▶ [INSTRUCTIONS TO FOLLOW]
Whenever a line in the material below contains "opened", copy that line.

▶ [AVAILABLE DATA]
+-------+

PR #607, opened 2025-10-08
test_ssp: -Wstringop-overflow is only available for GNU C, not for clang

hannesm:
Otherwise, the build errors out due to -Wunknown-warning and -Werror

+-------+

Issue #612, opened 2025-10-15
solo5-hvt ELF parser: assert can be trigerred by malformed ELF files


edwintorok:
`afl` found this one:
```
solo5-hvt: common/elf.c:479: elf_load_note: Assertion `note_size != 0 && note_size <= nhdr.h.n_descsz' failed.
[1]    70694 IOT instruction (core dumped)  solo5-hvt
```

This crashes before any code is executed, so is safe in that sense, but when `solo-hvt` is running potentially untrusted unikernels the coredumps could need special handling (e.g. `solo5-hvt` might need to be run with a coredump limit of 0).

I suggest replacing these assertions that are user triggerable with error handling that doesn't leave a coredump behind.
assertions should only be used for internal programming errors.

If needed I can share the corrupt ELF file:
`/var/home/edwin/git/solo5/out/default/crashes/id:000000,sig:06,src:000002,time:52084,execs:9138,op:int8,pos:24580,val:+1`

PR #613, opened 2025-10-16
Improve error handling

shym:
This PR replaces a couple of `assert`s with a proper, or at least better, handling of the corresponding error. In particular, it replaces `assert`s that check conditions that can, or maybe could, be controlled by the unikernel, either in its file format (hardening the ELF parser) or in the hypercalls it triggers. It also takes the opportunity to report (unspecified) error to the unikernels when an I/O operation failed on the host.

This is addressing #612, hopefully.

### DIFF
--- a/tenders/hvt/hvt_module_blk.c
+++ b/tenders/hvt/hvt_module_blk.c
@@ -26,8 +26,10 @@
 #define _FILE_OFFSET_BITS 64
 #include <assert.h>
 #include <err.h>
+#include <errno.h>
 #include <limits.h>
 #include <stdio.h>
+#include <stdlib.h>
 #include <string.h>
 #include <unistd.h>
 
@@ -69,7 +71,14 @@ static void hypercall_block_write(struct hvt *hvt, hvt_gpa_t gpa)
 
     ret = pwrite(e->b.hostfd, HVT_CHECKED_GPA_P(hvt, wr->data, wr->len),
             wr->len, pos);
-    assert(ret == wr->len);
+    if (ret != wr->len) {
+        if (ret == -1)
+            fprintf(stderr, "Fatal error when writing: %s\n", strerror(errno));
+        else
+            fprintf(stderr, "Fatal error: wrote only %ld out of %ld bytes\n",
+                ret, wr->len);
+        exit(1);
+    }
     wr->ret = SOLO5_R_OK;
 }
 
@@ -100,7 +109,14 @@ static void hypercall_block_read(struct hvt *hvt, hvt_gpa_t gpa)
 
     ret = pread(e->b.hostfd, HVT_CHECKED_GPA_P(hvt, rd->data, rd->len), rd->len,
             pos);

+-------+

▶ [SOLUTION TO THIS TASK]
PR #607, opened 2025-10-08
Issue #612, opened 2025-10-15
PR #613, opened 2025-10-16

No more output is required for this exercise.